Saw that one - it makes me think even less of Invicta than I did already. Not a single original watch design in their heads. I am surprised watch fans buy anything off them at all.

Si


----------



## hakim (Sep 13, 2004)

I think its quite a good attempt at ripping off someones else's design!









Don't like those hands at all







and the orange is just too much! Its like wearing a tangerine on your wrist


----------



## Stan (Aug 7, 2003)

Don't like the bezel at all.


----------



## MarkF (Jul 5, 2003)

The logo does not cloud my vision









It looks good to me, I would wager if it was shown as a new model with the magical word "Seiko" enscribed on it then opinions would be somewhat different.


----------



## Paul (Mar 2, 2003)

Hi all,

Without wishing to comment on any particular watch, there really are some, imho, awfull looking watches posted on this forum. The phrase "form over function" should always apply to any object.

I've been waiting ages to say this, now i sit back and await flames.

Paul D, with weight off his chest.


----------



## Padraig (Jan 16, 2005)

Paul said:


> Hi all,
> 
> Without wishing to comment on any particular watch, there really are some, imho, awfull looking watches posted on this forum. The phrase "form over function" should always apply to any object.
> 
> ...


There are awful looking watches posted on every watch related forum, what's your point? Your comment has no grounds and, in my opinion, was posted to invoke controversy.

The Invicta posted above may appeal to some and not to others, but everyone is entitled to an opinion, unfortunately, your opinion is unfounded.

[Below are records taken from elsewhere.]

PR #1188, opened 2018-01-15
[General] Aman'Thul's Vision

CollCrom:
Added in a module for Amanthuls. Also removed friendly fire in all Retribution modules that were accounting for it.

capture

### DIFF
--- a/src/common/SPELLS/OTHERS.js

Flame wars are a useless waste of bandwidth, if you have nothing constructive to say, then shut your pie hole


----------



## hakim (Sep 13, 2004)

Paul.

Yes, there may be a lot of awful looking watches posted on this forum belonging to members here, but so what? I think nearly all of us here take watches as a hobby, to make us temporarily forget other worldly matters or problems; a quick getaway so to speak.

If you don't like any watch you see, thats completely OK. Someone else might like it and matters a great deal to them.

At the beginning of last year I bought an Invicta GMT for a pilot friend of mine. I didn't know anything about watches at that time and it looked like a good deal. Knowing what I know now, I would probably buy him a Citizen GMT which is a similar price range. The Invicta (which by the way has a Citizen Miyota movement) is not a bad watch, but the Citizen is better - the real deal. I'm not happy with my choice now, but my friend is very satisfied and thats what matters and he's constantly thanking me for making such a good choice









Lets all live and let live....and leave those flame throwers in the cupboard where they belong


----------



## pg tips (May 16, 2003)

Oh dear lets not degenerate into a slanging match,

What I meant was IMO it's an awful attempt at trying to look the same but different from the OM. Not it's awful because it's an Invicta or It's awful quality etc.

If your gonna rip something off then it's best to make it look as good for less $ or better for the same $, IMO. This looks worse, the hands are horrid and the Orange fill bezel just doesn't rock my boat

but at the end of the day it is only my opinion which amounts to nothing really.

And Paul did put the "IMHO" in his post so he's just aware of the subjectiveness as anyone else, no need to jump down his throat, unless of course I've mis read the tone of the posts, if so forgive me.


----------



## Griff (Feb 23, 2003)

pg tips said:


> I don't browse much but I've just been on the dark side and saw this in a thread. I think it's bloody awful!!! Just wondered what other Seiko fans think of it?
> 
> 
> 
> ...


I think it's bloody awful!


----------



## jasonm (Nov 22, 2003)

There have been lots of talk about these watches on various fora, I personally dont like it but that may be because it is similar to the OM, but the OM looks better, if this had come out before the OM I wonder what comments it would have got as there wouldnt have been the comparasons....


----------



## pg tips (May 16, 2003)

The point with invicta Jase is they haven't an origional thought in the whole company now, just copyists so they wouldn't have come up with it first!


----------



## Silver Hawk (Dec 2, 2003)

Paul said:


> there really are some, imho, awfull looking watches posted on this forum.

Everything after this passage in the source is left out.